• Part of an essay in progress

Why bilinguals are smarter

Posted May 30, 2012 9:09 pm  
 

A staff writer for Science, Y. Bhattacharjee, reported in the NY Times (March 18, 2012) on research into the positive effects of juggling two languages. Previously bilinguals were assumed to be cognitively hindered by the interference presented by the second language. Now several studies have shown that that interference actually improves brain functioning in problem solving, ignoring distractions, and holding information while switching attention between subjects. The explanation for this benefit seems to be that suppressing one language in order to speak another “requires keeping track of changes around you in the same way that we monitor our surroundings when driving,” Bilinguals not only performed better on multiple tests but did so more efficiently.

Good news:  it appears that the benefits of bilingualism can apply to those who learn a second language later in life.
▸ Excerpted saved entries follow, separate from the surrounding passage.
PR #838, opened 2024-07-26
channel_colors: Rename Stream to Channel

Khader-1:
Fixes parts of #631


test/widgets/channel_colors_checks.dart
```diff
@@ -3,7 +3,7 @@ import 'dart:ui';
 import 'package:checks/checks.dart';
 import 'package:zulip/widgets/channel_colors.dart';
 
-extension StreamColorSwatchChecks on Subject<ChannelColorSwatch> {
+extension ChannelColorSwatchChecks on Subject<ChannelColorSwatch> {
```
sm-sayedi, line 6: I think this will be better included in [`88dd4b1`](88dd4b18a46b9a82a195b17d03813d8945cd83a9): channel_colors [nfc]: Rename StreamColorSwatch to ChannelColorSwatch.

lib/widgets/channel_colors.dart
```diff
@@ -41,26 +41,26 @@ abstract class ChannelColorSwatches {
...
     if (identical(a, b)) return a;
 
-    return _StreamColorSwatchesLerped(a, b, t);
+    return _ChannelColorSwatchesLerped(a, b, t);
   }
 }
 
-class _StreamColorSwatchesLight extends ChannelColorSwatches {
-  _StreamColorSwatchesLight();
+class _ChannelColorSwatchesLight extends ChannelColorSwatches {
```
sm-sayedi, line 48: I am not sure, but I think this and all other subclasses of `ChannelColorSwatches` should also go in [`bdf6fe4`](bdf6fe406fcaf7404c360b7370ae65b0b399a2ef): channel_colors [nfc]: Rename StreamColorSwatches to ChannelColorSwatches.

sm-sayedi (commented):
Thanks @Khader-1. Two small comments below.

lib/widgets/channel_colors.dart
```diff
@@ -6,137 +6,137 @@ import 'package:flutter_color_models/flutter_color_models.dart';
...
   ///   <https://github.com/zulip/zulip/pull/27485>
-  Color get iconOnBarBackground => this[StreamColorVariant.iconOnBarBackground]!;
+  Color get iconOnBarBackground => this[ChannelColorVariant.iconOnBarBackground]!;
 
-  /// The background color of a bar representing a stream, like a recipient bar.
+  /// The background color of a bar representing a channel, like a recipient bar.
   ///
-  /// Use this in the message list, the "Inbox" view, and the "Streams" view.
-  Color get barBackground => this[StreamColorVariant.barBackground]!;
+  /// Use this in the message list, the "Inbox" view, and the "Channels" view.
```
gnprice, line 107: Hmm, this line ideally belonged in the commit that renamed that view in the UI. Well, good to catch it now.

test/widgets/channel_colors_test.dart
```diff
@@ -137,12 +137,12 @@ void main() {
...
       test('iconOnPlainBackground', () {
         void runCheck(int base, Color expected) {
-          check(StreamColorSwatch.light(base)).iconOnPlainBackground.equals(expected);
+          check(ChannelColorSwatch.light(base)).iconOnPlainBackground.equals(expected);
         }
 
         // Check against everything in ZULIP_ASSIGNMENT_COLORS
         // in <https://replit.com/@VladKorobov/zulip-topic-feed-colors#script.js>.
-        // (Skipping `streamColors` because there are 100+ of them.)
+        // (Skipping `channelColors` because there are 100+ of them.)
```
gnprice, line 145: This is referring to an identifier, so should be updated at the same time the identifier is.

In this case the identifier is in the linked piece of code on replit.com, which hasn't been updated (and presumably won't be, as it's a historical piece of showing-one's-work). So this should continue to refer to the name that actually appears there.

gnprice (commented):
Thanks @Khader-1, and thanks @sm-sayedi for the previous review!

I agree with Sayed's comments above. One other comment below.

lib/widgets/channel_colors.dart
Khader-1: Would it be better to have it in it's own NFC?

Khader-1:
Thanks @sm-sayedi and @gnprice for the reviews! I've pushed a new revision PTAL

sm-sayedi (approved):
Thanks for the revision @Khader-1. One nit below, otherwise LGTM.

Rename 6fd6246422b72ad06bea34fa6da061299808aa9c commit message to use `StreamColorSwatches` and `ChannelColorSwatches` instead of `StreamColorSwatch` and `ChannelColorSwatch`.
Also, I suggest to use the code markdown for the class names in the commit messages.

gnprice:
Thanks!

Just commit-message nits at this round. Here's the summary lines:
```
$ git uvr
9ef291dbe channel_colors [nfc]: Rename files to channel_colors
7722b5aaa channel_colors [nfc]: Rename StreamColorSwatch to ChannelColorSwatch
6fd624642 channel_colors [nfc]: Rename `StreamColorSwatch` to `ChannelColorSwatch`
86f09db15 channel_colors [nfc]: Rename References of ChannelColorSwatches to match new name
178a48132  channel_colors [nfc]: Rename StreamColorVariant to ChannelColorVariant
f865db109 channel_colors [nfc]: Rename stream to channel in comments/docs
```

(that's using an alias from [my gitconfig](https://gist.github.com/gnprice/5f71b63464a76bd7e0480f207b1bbff3); you'll get a similar view from any variation on `git log --oneline`, or from using [a graphical Git viewer](https://github.com/zulip/zulip-mobile/blob/2217c858e207f9f092651dd853051843c3f04422/docs/howto/git.md#graphical-client) as I definitely recommend doing.)

* As Sayed pointed out, one of those got singular names that should be plural.
* There's also a leading space now in a later commit message.
* Writing backticks around these names would be OK, but I like it a bit better without them. Generally in a Git summary line, and often in a commit message's body too, I'll use backticks on an identifier only if it might otherwise look confusingly like a normal word.

  Looking for examples using the command:

      $ git log --author greg --grep '`.*`'

  the last time I used backticks in a summary line looks to have been:

  f367a1f94cd1a75458ef0570240abdd64b1c4993 api: Fix missing `type` in some events' toJson

  where "type" without backticks could look like I was using the word "type", which would parse differently.

Khader-1:
Thanks @gnprice! this is very helpful!
I've pushed a new revision, PTAL.

gnprice:
Thanks! Looks good — merging.

PR #842, opened 2024-07-26
msglist: Follow web instead of Figma for message timestamp color

chrisbobbe:
Just because web has a dark-theme variant for this color, and the Figma doesn't yet.

(Web actually expresses this with separate `color` and `opacity` attributes. We just collapse those into a Color with the right alpha.)

| Before | After |
| --- | --- |
| 8EDAAFA3-80E8-4573-A90F-07EF730FFD7A | 3661485E-4E12-49CD-A90E-97EEB93720ED |


gnprice:
Thanks! It looks like this got subsumed into #843, which I've just merged.

PR #270, opened 2019-02-21
Refactor window list loops

marijnvdwerf:


AaronVanGeffen:
While I see the need for something with less boilerplate, I really don't like the idea of using macros to do these loops.

I'll try to think of another solution instead.

IntelOrca:
We should use C++ iterators, we might need a backwards one for some of the loops.

marijnvdwerf:
Ultimately for me it's about the `->` operator. I worked on a `std::vector<std::unique_ptr<Window>>` refactor, and already having the `->` operator used makes it so much easier to parse the diff.

I just used macros because that's the way OpenTTD does it. Tried making a custom iterator that also supports `rbegin` etc., but it was just too much work for a temporary measure.

IntelOrca:
Which diff are you referring to?

I don't think it is a temporary measure, I was trying to aim for code that would not need to later be changed after we have fully implemented everything. This is why I am trying to wrap everything in classes and accessors etc. in advance.

marijnvdwerf:
https://github.com/marijnvdwerf/wissel/pull/6

AaronVanGeffen:
As the main objections concern the introductions of macros, I think it's best to unroll those, for now. It looks like https://github.com/marijnvdwerf/wissel/pull/6 does away with most of them, anyway.

I'm fine with merging this being merged as-is (although preferably after the impending release). The follow-up code can then be put up for review in another WIP PR.

src/openloco/ui/WindowManager.cpp
```diff
@@ -790,7 +785,7 @@ namespace openloco::ui::WindowManager
     {
         close(WindowType::dropdown, 0);
 
-        FOR_ALL_WINDOWS_FROM_BACK (w)
+        for (ui::window* w = &_windows[0]; w != _windowsEnd; w++)
```
AaronVanGeffen: This line appears to be wrong: rather than closing the top-most window (last window opened), the bottom-most window (first window opened) is closed.

PR #272, opened 2019-02-21
Implement sub_431695

marijnvdwerf:


marijnvdwerf:
Will we be able to re-use the original networking code? My impression is that it requires almost no latency to work.

src/openloco/openloco.cpp
```diff
@@ -308,6 +316,126 @@ namespace openloco
...
+            return;
+        }
+
+        // Host/client?
+        if ((get_screen_flags() & screen_flags::unknown_3) != 0)
+        {
+            _updating_company_id = companymgr::get_controlling_id();
+
+            // run twice as often as _F253A0
+            for (auto i = 0; i < _F253A0 * 2; i++)
```
AaronVanGeffen: Can be integrated. Only other usage is in `tick`.

src/openloco/company.h
```diff
@@ -17,7 +17,9 @@ namespace openloco
     struct company
     {
         uint16_t var_00;
-        uint8_t pad_02[0x8BB0 - 0x02];
+        uint8_t pad_02[0x8 - 0x02];
```
AaronVanGeffen:
```suggestion
        uint8_t pad_02[0x08 - 0x02];
```

src/openloco/openloco.cpp
```diff
@@ -308,6 +316,126 @@ namespace openloco
...
+        }
+
+        // Only run every other tick?
+        if (_525F62 % 2 != 0)
+        {
+            return;
+        }
+
+        // Host/client?
+        if ((get_screen_flags() & screen_flags::unknown_3) != 0)
```
AaronVanGeffen: I think the branches have been implemented incorrectly per `4316EE`. They should either be interchanged, or this condition should be `== 0`.

AaronVanGeffen:
> Will we be able to re-use the original networking code? My impression is that it requires almost no latency to work.

It was likely designed for LAN games rather games over the Internet. I doubt we can re-use it exactly to do the latter, but I think it's too early to just ditch it.

src/openloco/openloco.cpp
marijnvdwerf: image

Looks to me like the srand_0 stuff is only happening when `(flags & 8) == 0`

AaronVanGeffen: You're right. Carry on then.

More good news: bilingualism seems to offer resistance to dementia. The higher the degree of bilingualism, the later the onset.

 

Some questions:

Does learning yet another and another language continue to improve brain functioning? and

Do bilinguals do better on all the tests or just certain ones? Are the functions that have been tested—sorting by color or shape, threading a line of sequential numbers scattered on a sheet—a measure of a certain aspect of intelligence or of many aspects? Are there aspects of intelligence that are unaffected by bilingualism?

All very intriguing.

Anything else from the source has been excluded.